To understand how Daam1 regulates Rnf43 and affects the tissues it acts on, Colozza turned to intestinal organelles. “We found that Daam1 is required for Rnf43 to be active, so that Rnf43 regulates Wnt signaling at all. Further work in cells showed that Rnf43 needs Daam1 to move the Wnt receptor Frizzled into vesicles called endosomes. endosomes, Frizzled is transported to lysosomes where it is degraded, reducing Wnt signaling,” adds Colozza.

Intestinal organoids are 3D cell cultures grown from adult intestinal stem cells, allowing researchers to mimic the intestinal mucosa. For Colozza, the organoids were an opportunity to understand how Rnf43 and Daam1 affect the delicate balance of stem cell renewal and differentiation in the gut. “We found that when we knock out Rnf43 or Daam1, the organelles grow into tumor-like structures. These tumor-like organelles continue to grow, even if we withdraw the growth factors they normally depend on, such as R-spondin .”

Activation of Paneth cell formation

When Colozza followed up on this effect in mouse tissue, the researchers were surprised. “When Rnf43 was missing, the intestines developed tumors – as expected. But when Daam1 was missing, no tumors grew. We were puzzled by this striking difference: how can the loss of factors in the same pathway, which behave similarly in organoids, lead to such different results?’

Looking closely at the intestines, Colozza saw that the intestines that lacked Rnf43 were filled with a specific type of secretory cell, Paneth cells. Intestines lacking Daam1, on the other hand, contained no additional Paneth cells. Paneth cells secrete growth factors, such as Wnt, that stimulate cell division. “Daam1 is required for efficient formation of Paneth cells. When Daam1 is active, stem cells differentiate to form Paneth cells. When Daam1 is not active, stem cells differentiate into another cell type.”

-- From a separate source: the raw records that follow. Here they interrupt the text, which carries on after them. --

PR #3513, opened 2025-02-15
Couple of OBS fixes for ParticleOS

bluca:


mkosi/resources/mkosi-obs/mkosi.conf
```diff
@@ -2,8 +2,18 @@
 [Build]
 SandboxTrees=/usr/src/packages/SOURCES:/usr/src/packages/SOURCES
 
+[Build]
```
DaanDeMeyer, line 5: Don't repeat the section here

mkosi/resources/mkosi-obs/mkosi.conf
```diff
@@ -2,8 +2,18 @@
...
+ToolsTree=
+History=no
+CacheDirectory=
+Incremental=no
+
 [Output]
+OutputDirectory=
```
DaanDeMeyer, line 12: We should set `Checksum=yes` here as well, I think we want to move towards a world where all the OBS specific configuration is in here and not in OBS itself?

DaanDeMeyer (changes requested):

mkosi/__init__.py
```diff
@@ -2128,6 +2128,9 @@ def install_uki(
             boot_binary,
         )
 
+        if ArtifactOutput.pcrs in context.config.split_artifacts and pcrs:
+            (context.staging / context.config.output_split_pcrs).write_text(json.dumps(pcrs))
```
DaanDeMeyer, line 2132: This doesn't work if there's more than one UKI in the image, we'll just overwrite the pcrs file again and again (and we loop over kernels from highest to lowest version). We should handle this in `install_kernel()` and only keep the pcrs file for the UKI with the highest version (the first one) as that is the one we extract as a split artifact.

DaanDeMeyer (changes requested):

mkosi/__init__.py
bluca: If there are multiple ones and only one gets signed it's still problematic though - is this something that happens in practice?

mkosi/resources/mkosi-obs/mkosi.conf
DaanDeMeyer: And the other ones from obs-build as well:

```
        --repository-key-check=no \
        --with-network=never \
        --local-mirror file:///.build.binaries/ \
        --cache /.build.binaries/ \
```

mkosi/__init__.py
bluca: I'll start with processing the first one as suggested, and added a TODO to consider the case of multiple ukis in the future

mkosi/__init__.py
```diff
@@ -2230,16 +2234,23 @@ def install_kernel(context: Context, partitions: Sequence[Partition]) -> None:
     token = find_entry_token(context)
     cmdline = finalize_cmdline(context, partitions, finalize_roothash(partitions))
     profiles = build_uki_profiles(context, cmdline) if want_uki(context) else []
+    # The first processed UKI is the one that will be used as split artifact, so take pcrs from
+    # it and ignore the rest
+    # TODO: we should probably support signing pcrs for all built UKIs
+    pcrs = None
```
DaanDeMeyer, line 2240: Can be emtpy dict as well

DaanDeMeyer (approved):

Tumors change their location to grow

This link between molecular outcomes and Paneth cells explains the puzzling difference between intestines and organoids. “In organoid culture, we scientists provide growth factors, so knocking out both Rnf43 and Daam1 leads to tumor-like organoids. But in the gut, there is no little scientist providing growth factors. Instead, Paneth cells provide growth factors, such as Wnt, and create the right conditions for stem cells to survive and divide. When Paneth cells are missing – such as when Daam1 is not active to drive the cells to become Paneth cells – the stem cells will not divide much. But when there are too many Paneth cells – as in intestines lacking Rnf43 – excess growth factors can contribute to tumor formation.”

The study by Colozza and colleagues is the first genetic evidence that Daam1, a member of the noncanonical Wnt pathway, is important for Paneth cell determination and is directly involved in the development of this critical secretory cell. The results also shed light on the importance of stem cell location. “We show that cancer cells modify their microenvironment and influence their supportive environment so that they can grow better.”